Looking good, Rob, well done.


----------



## hackskii (Jul 27, 2003)

Rob *IS* the most improved!

Great job my fav mod!!!!!!!!!!!!!!!!!!!!!!!!

:beer:


----------



## winger (Jul 26, 2003)

Looking good from the neck down..............lol. Ok I know that wasn't original. Well robdoggie. You are the most improved by far. Keep up the good work and tell Spank the monkey to fcuk off..................lol. 

Sorry, I just had to say that. I just dissed my favorite guy. Oh well Benster, PM me..............lol.


----------



## megatron (Apr 21, 2004)

Keep it up Rob, you are making great progress.


----------



## InSaNiTy (Jul 26, 2004)

robdog said:


> Do you know i was thinking the exact same thing but then i thought ive still got along was to catch you up in the ugliness Dept so ill keep going for now. Thanks for your concern mate!!

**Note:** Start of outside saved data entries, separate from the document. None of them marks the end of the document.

PR #170, opened 2017-08-02
image.go: Simplified type declaration

q384566678:


q384566678:
ping @coolljt0725 @xiekeyang @stevvooe PTAL

coolljt0725:
LGTM

stevvooe:
LGTM

Caveat: let's question the fact that we have 4 string arguments in a row. This could be a bug waiting to happen.

PR #172, opened 2017-08-04
cleanup created bundle when creating failed

Mashimiao:
If any error occurs, we should cleanup the bundle we created. If not, this may confuse users.

### DIFF
--- a/image/image.go
+++ b/image/image.go
@@ -290,7 +290,7 @@ func createRuntimeBundle(w walker, dest, refName, rootfs, platform string) error
 	return nil
 }
 
-func createBundle(w walker, m *manifest, dest, rootfs string) error {
+func createBundle(w walker, m *manifest, dest, rootfs string) (retErr error) {
 	c, err := findConfig(w, &m.Config)
 	if err != nil {
 		return err
@@ -301,6 +301,13 @@ func createBundle(w walker, m *manifest, dest, rootfs string) error {
 			if err2 := os.MkdirAll(dest, 0755); err2 != nil {
 				return err2
 			}
+			defer func() {
+				if retErr != nil {
+					if err3 := os.RemoveAll(dest); err3 != nil {
+						fmt.Printf("Failed to clean up %q: %s\n", dest, err3.Error())
+					}
+				}
+			}()
 		} else {
 			return err
 		}


image/image.go
```diff
@@ -301,6 +301,13 @@ func createBundle(w walker, m *manifest, dest, rootfs string) error {
 			if err2 := os.MkdirAll(dest, 0755); err2 != nil {
 				return err2
 			}
+			defer func() {
+				if err != nil {
+					if err3 := os.RemoveAll(dest); err3 != nil {
+						fmt.Printf("warning: failed to clean up %q\n", dest)
```
wking: Can we wrap `err3`?  I'd like to expose the reason for the failure to the user.

Mashimiao: I think we can't, because we can't return any value in defer function.

wking: Can you squash it into `err`?  Or at least print it here?

Mashimiao: Let's print it here, updated

wking: > Let's print it here, updated

Did you forget to push?  I still see this PR pointing at c5ed3a8ec, has a 2017-08-04 commit date.

Mashimiao: Oh,  my fault.  updated.

image/image.go
```diff
@@ -301,6 +301,13 @@ func createBundle(w walker, m *manifest, dest, rootfs string) error {
 			if err2 := os.MkdirAll(dest, 0755); err2 != nil {
 				return err2
 			}
+			defer func() {
+				if err != nil {
+					if err3 := os.RemoveAll(dest); err3 != nil {
```
coolljt0725: With this defer, it may be good to use named returns.

Mashimiao: Sorry, I don't know what you mean. What kind of named return?

coolljt0725:
```
func createBundle(w walker, m *manifest, dest, rootfs string) ( retEr error)
```
and use 
```
defer func() {
     if retErr != nil {
}
}()
```
here

Mashimiao: It seems still can't return err and err3 at same time.

coolljt0725: why `err3` need to return?

coolljt0725: see https://github.com/opencontainers/image-tools/blob/master/image/manifest.go#L109

Mashimiao: Fine, updated

image/image.go
```diff
@@ -301,6 +301,13 @@ func createBundle(w walker, m *manifest, dest, rootfs string) error {
 			if err2 := os.MkdirAll(dest, 0755); err2 != nil {
 				return err2
 			}
+			defer func() {
+				if retErr != nil {
```
wking: Can we use `err` instead of `retErr`.  Otherwise I expect this will always be `nil` (unless we change to set `retErr` in the body of `createBundle`).  Or maybe Go does something magic with named returns to set them up before defers fire?

coolljt0725: when return ,go will assign the return value to `retErr`

coolljt0725:
LGTM

q384566678:
LGTM

PR #173, opened 2017-08-21
validate: Increase ref content repeat detection

q384566678:
When the input ref content is repeated, should output a prompt.


q384566678:
@coolljt0725 PTAL

coolljt0725:
LGTM

PR #177, opened 2017-08-30
doc.go: Perfect description

q384566678:

### DIFF
--- a/image/doc.go
+++ b/image/doc.go
@@ -12,5 +12,5 @@
 // See the License for the specific language governing permissions and
 // limitations under the License.
 
-// Package image defines methods for validating, and unpacking OCI images.
+// Package image defines methods for validating, unpacking OCI images and creating OCI runtime bundle.
 package image


image/doc.go
```diff
@@ -12,5 +12,5 @@
 // See the License for the specific language governing permissions and
 // limitations under the License.
 
-// Package image defines methods for validating, and unpacking OCI images.
+// Package image defines methods for validating, unpacking and creating OCI images.
```
wking: What functionality does it provide for creating images?  The only creation functionality I can find is for bundle creation (e.g. [`CreateRuntimeBundle`][1]), and that's part of unpacking an image.

I'd expect image creation to include layer generation (in flight with #8), CAS pushing (in flight with #5), and/or index generation (something like it in #5, but I'm not aware of any image-tools work on this front since opencontainers/image-spec#533).

[1]: https://github.com/opencontainers/image-tools/blob/cfb23a2546eeef2f9767bd54c316fc3ed8686480/image/image.go#L236-L241

q384566678: > What functionality does it provide for creating images? 

createBundle

q384566678: I think the new changes can express my thoughts.

image/doc.go
```diff
@@ -12,5 +12,5 @@
 // See the License for the specific language governing permissions and
 // limitations under the License.
 
-// Package image defines methods for validating, and unpacking OCI images.
+// Package image defines methods for validating, unpacking OCI images and creating runtime bundle.
```
Mashimiao: `OCI runtime bundle` will be better

q384566678: updated.

Mashimiao:
LGTM

stevvooe:
LGTM

PR #178, opened 2017-08-31
validate.go: Modify the output mode

q384566678:


Mashimiao:
There is no different between new and old code.

q384566678:
I'm trying to keep it uniform, and I wonder if I can delete `stdout` and turn it into `fmt`. Because it was changed in both `create` and `unpack`.

PR #180, opened 2017-09-04
image: add a warning when the platform is not applicable

q384566678:


image/image.go
```diff
@@ -179,6 +179,10 @@ func unpack(w walker, dest, refName, platform string) error {
 	}
 
 	if ref.MediaType == validRefMediaTypes[0] {
+		if platform != "" {
+			fmt.Println("WARNING: reftype manifest does not support platform option, which are only applicable if reftype is index.")
```
Mashimiao: In `--platform`'s help message, we already have such hint, I think there it no need to notify user again

PR #182, opened 2017-09-07
Rename `oci-image-tool create` to `oci-image-tool create-bundle`

coolljt0725:
`oci-image-tool create` is confusing, rename it to `create-bundle`,
and we may have `create-layer` in future which infligh in


wking:
On Thu, Sep 07, 2017 at 08:27:01AM +0000, Lei Jitang wrote:
> `oci-image-tool create` is confusing, rename it to `create-bundle`,
> and we may have `create-layer` in future which infligh in #8.

opencontainers/image-spec#467 is still open and
opencontainers/image-spec#554 was rejected, but I still prefer
‘unpack’ for this sort of thing [1].  That focuses the name on the
image-spec object (the manifest and blobs) that are being unpacked,
instead of on the runtime-spec object (the bundle) that is being
created.  To distinguish from other unpacking (e.g. unpacking a single
layer, or a stack of layers, just a config, etc.), I'd recommend
‘unpack manifest’ (or if you prefer, ‘unpack-manifest’).  Unpacking a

Fcuk you, I would look fcuking gorgeous next to you, in fact, do you wanna come out with me sometime, I'll have a far better chance of pulling next to you


----------



## winger (Jul 26, 2003)

Spank said:


> Fcuk you, I would look fcuking gorgeous next to you, in fact, do you wanna come out with me sometime, I'll have a far better chance of pulling next to you


OUCH.

You two get a room....lol


----------



## dk246 (Jun 19, 2004)

winger said:


> OUCH.
> 
> You two get a room....lol


lol or a bush what eveas cheeper


----------